EXERCISE AIM: Examine the entries and show every line in which the word "images" is found.

[Records excerpted from a collection]

PR #1109, opened 2023-07-31
Create a Dockerfile for node, wallet cli and gui

erubboli:
This PR add a `docker` folder with the `Dockerfile` for the 3 binaries and relative containers. 
It includes a guide to build the images and a README to run node and cli. 
The README doesn't cover the GUI yet.


TheQuantumPhysicist (approved):
Haven't tested it, but the format looks good.

muursh (approved):

ImplOfAnImpl (approved):
It's better to have a `.dockerignore` file at the root of the source tree and specify `target` in it, so that the `target` directory is excluded from the docker's build context when an image is built (this is mostly relevant for developer machines, where the `target` directory can be huge).

Also, some nitpicks:
1) The base images for the "runtime" stages should probably use the "slim" version of the Debian image. The difference is not that big though, debian:latest AKA debian:bookworm is 116MB, while debian:bookworm-slim is 75Mb.

2) IMO it'd be better if the "build" stage of all the images was shared, so that same things (e.g. 3rd-party crates) are not rebuilt multiple times. AFAIK Docker doesn't allow to reference one docker file from another, but they can reference local images. So we could have a shell script that would first build the "builder" image, which would build all the apps, and then each "leaf" dockerfile would reference the "builder" image and copy the relevant app binary from it.

3) Even if ignoring the previous suggestion, IMO it's better to have a shell script that would build all the images and tag them appropriately. Also, it can ensure that the current directory (and therefore the build context) is correct when `docker build` is invoked.

4) Not sure if other devs will agree with me on this, but anyway: instead of the `docker` directory at the root of the source tree I'd create a `build` directory in the root and then put the `docker` directory inside it. Then we'd have a single place where all build-related stuff could go in the future.
(One example of existing build-related stuff that could go into `build` is the `codecheck.py` script; currently it lives in `.github/scripts`, which is not super nice).

Finally, the docker commands on the user part are rather complex, so perhaps we could use `docker compose` for that, so that the user could just run `docker compose up` in a directory and get everything working. But I'm not sure about this, because the docker compose script has to be put somewhere and it probably shouldn't be the main repository.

WRITTEN ANSWER:
It includes a guide to build the images and a README to run node and cli. 
1) The base images for the "runtime" stages should probably use the "slim" version of the Debian image. The difference is not that big though, debian:latest AKA debian:bookworm is 116MB, while debian:bookworm-slim is 75Mb.
2) IMO it'd be better if the "build" stage of all the images was shared, so that same things (e.g. 3rd-party crates) are not rebuilt multiple times. AFAIK Docker doesn't allow to reference one docker file from another, but they can reference local images. So we could have a shell script that would first build the "builder" image, which would build all the apps, and then each "leaf" dockerfile would reference the "builder" image and copy the relevant app binary from it.
3) Even if ignoring the previous suggestion, IMO it's better to have a shell script that would build all the images and tag them appropriately. Also, it can ensure that the current directory (and therefore the build context) is correct when `docker build` is invoked.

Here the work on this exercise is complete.